Ce qui agite le monde intellectuel en ces temps de confinement est la problématique de la traversée du poulet. Oui, pourquoi un poulet traverse-t-il une route ? On ne pense pas spontanément à se poser la question. On n’a peut-être pas tout à fait raison. Des réponses ont déjà été données. En voici d’autres, fournies soit par les mêmes personnages quand ils ont estimé utile de préciser leur pensée, soit par d’autres.
Donc, que ce soit bien clair : pourquoi un poulet traverse-t-il la route ?
Zénon : parce qu’il ignore que la distance peut toujours être divisée par deux et qu’il ne pourra pas rejoindre l’autre côté. Il est en effet évident que la flèche ne peut jamais atteindre la cible. Si elle l’atteint quand même, c’est parce qu’elle va plus vite que la division par deux. Et le poulet va nettement moins vite que la flèche.
Socrate : parce qu’il croit savoir qu’il sait ce que représente aller d’un point A à un point B alors qu’il ne sait pas qu’il ne sait pas. Bah… C’est une ignorance d’ignorance qui peut lui éviter quelques ennuis.
Platon : parce qu’il sait que l’Idée de poulet est toujours au-delà de l’ombre de son apparence. Nettement au-delà. Non, je n’ai pas dit dans l’au-delà. Attendez quelques siècles.
Rousseau : parce qu’il a aperçu une broche de l’autre côté et qu’il est naturellement bon.
Hegel : parce qu’il a besoin de s’éloigner de ses représentations pour que sa conscience de poulet existe pleinement en tant que conscience de poulet. Ça se joue dans sa tête.
Marx : Mais non, c’est le contraire. C’est la place qu’il occupe dans la chaîne de production qui détermine sa conscience de poulet et qui lui permet d’accéder à une conscience volaillère libératrice. C’est donc une traversée révolutionnaire visant à unir les poulets de tous les poulaillers du monde.
Sartre : parce que c’est dans le mouvement, non dans l’enracinement, qu’il découvrira qu’il n’est pas de trop dans le monde et que sa vie n’est pas absurde, même s’il est en situation d’être plumé.
S. de Beauvoir : pour devenir une poulette.
Hollande : je pourrais lui prêter mon scooter ?
Macron : parce qu’il pleut et que c’est le bon moment pour le ruissellement. Après, il trouve un job et il se paie un costard. Un vrai. Avec une Rolex… Mais non, pas un Solex, une Ro-lex !

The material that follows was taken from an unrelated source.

PR #299, opened 2021-03-24
Try to make flow control consuming and processing crisper

### LINKED ISSUE #193: App: Sect 4.3. Flow Control - we should have a subsection also encouraging timely credits
Issue: Sect 4.3. Flow Control - we should have a subsection also encouraging timely credits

Finkielkraut : parce que, précisément, le simple fait qu’il veuille traverser alors que l’avenir est derrière lui est, précisément, le signe de la défaite de sa pensée. Vive la corrida !
Le quatrième âge, bien sonné, mais vraiment sonné : Parce qu’il a vu une voiture qui arrive. Et il envisage de retraverser au cas où elle s’arrêterait pour l’éviter quand il est au milieu. On se donne les moyens qu’on peut, non ? Les moyens du bord.